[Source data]
-.-.-

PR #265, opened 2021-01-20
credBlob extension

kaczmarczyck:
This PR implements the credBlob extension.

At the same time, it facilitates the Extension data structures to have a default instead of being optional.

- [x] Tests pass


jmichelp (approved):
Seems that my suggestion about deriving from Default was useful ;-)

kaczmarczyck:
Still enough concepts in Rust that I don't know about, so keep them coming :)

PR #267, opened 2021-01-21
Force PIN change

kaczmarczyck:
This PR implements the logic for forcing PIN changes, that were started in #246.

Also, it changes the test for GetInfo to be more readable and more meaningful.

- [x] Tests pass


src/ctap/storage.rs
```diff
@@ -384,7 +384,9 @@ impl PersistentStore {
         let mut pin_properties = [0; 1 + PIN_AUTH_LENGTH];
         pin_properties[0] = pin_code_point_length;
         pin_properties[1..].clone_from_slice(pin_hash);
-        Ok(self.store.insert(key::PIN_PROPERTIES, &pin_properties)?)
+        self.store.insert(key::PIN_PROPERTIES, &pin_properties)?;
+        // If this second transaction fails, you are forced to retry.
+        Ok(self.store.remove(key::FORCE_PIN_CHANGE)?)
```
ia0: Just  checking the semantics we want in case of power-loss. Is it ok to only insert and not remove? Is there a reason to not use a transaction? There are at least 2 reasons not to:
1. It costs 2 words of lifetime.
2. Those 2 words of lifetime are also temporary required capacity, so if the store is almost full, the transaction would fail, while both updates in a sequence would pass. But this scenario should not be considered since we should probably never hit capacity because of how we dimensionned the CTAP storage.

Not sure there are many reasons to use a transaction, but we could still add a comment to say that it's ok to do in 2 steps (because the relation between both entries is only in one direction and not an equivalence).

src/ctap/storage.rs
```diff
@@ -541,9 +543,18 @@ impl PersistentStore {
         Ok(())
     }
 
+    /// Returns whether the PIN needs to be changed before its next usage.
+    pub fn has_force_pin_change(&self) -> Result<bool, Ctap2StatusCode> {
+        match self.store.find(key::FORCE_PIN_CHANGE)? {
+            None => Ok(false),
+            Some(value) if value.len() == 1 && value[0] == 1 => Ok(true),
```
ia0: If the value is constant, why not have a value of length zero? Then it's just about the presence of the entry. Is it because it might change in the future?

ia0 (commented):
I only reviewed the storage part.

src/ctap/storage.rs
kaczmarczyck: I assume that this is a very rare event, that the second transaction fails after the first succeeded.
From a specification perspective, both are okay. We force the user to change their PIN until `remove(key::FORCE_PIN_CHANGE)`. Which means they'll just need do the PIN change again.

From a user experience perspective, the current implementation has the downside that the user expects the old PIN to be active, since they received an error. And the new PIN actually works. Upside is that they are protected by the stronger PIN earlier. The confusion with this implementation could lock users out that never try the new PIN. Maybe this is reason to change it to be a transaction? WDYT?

-.-.-

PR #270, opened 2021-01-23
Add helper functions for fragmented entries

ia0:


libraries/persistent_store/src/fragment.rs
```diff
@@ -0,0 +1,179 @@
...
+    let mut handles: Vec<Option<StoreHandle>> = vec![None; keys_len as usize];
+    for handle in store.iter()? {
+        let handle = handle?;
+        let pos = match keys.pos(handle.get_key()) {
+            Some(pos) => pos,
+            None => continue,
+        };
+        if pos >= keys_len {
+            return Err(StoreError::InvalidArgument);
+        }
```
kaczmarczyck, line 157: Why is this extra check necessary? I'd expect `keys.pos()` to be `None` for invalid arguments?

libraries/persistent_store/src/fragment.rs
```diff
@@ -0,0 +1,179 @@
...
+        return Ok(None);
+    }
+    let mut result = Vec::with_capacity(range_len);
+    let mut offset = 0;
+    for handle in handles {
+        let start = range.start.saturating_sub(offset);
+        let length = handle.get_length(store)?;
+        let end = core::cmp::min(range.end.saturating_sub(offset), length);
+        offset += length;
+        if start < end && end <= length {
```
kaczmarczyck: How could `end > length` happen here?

-.-.-

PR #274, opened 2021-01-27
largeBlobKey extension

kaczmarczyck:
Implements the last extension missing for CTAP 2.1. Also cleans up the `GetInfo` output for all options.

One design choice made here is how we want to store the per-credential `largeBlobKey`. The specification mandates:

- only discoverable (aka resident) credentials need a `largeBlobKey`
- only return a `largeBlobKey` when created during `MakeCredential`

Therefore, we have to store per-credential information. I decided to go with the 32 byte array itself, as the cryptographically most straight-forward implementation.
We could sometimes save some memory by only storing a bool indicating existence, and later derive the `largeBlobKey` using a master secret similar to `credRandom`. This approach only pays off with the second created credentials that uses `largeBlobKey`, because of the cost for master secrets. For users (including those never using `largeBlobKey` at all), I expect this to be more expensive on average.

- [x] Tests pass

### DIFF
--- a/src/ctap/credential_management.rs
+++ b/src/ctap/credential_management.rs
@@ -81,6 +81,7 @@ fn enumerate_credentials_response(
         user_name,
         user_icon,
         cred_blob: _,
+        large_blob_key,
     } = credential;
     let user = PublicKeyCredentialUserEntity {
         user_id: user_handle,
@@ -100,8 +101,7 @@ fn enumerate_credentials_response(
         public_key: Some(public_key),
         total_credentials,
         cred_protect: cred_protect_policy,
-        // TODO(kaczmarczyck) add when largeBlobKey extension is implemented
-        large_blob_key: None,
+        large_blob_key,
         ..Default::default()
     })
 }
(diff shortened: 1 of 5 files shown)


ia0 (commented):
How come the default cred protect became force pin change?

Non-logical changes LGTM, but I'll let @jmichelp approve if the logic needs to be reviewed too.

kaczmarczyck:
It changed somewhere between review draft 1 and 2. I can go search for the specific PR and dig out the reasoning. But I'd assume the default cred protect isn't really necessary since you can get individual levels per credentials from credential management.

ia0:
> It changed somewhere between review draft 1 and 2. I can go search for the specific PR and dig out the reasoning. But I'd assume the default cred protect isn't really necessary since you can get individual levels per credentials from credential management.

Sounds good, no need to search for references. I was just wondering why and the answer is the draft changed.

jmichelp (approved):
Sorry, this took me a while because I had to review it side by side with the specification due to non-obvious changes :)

-.-.-

■ **Task prompt**:
In the records above, some lines hold the word "handles". Say how many, and nothing more.

■ **Solution**:
2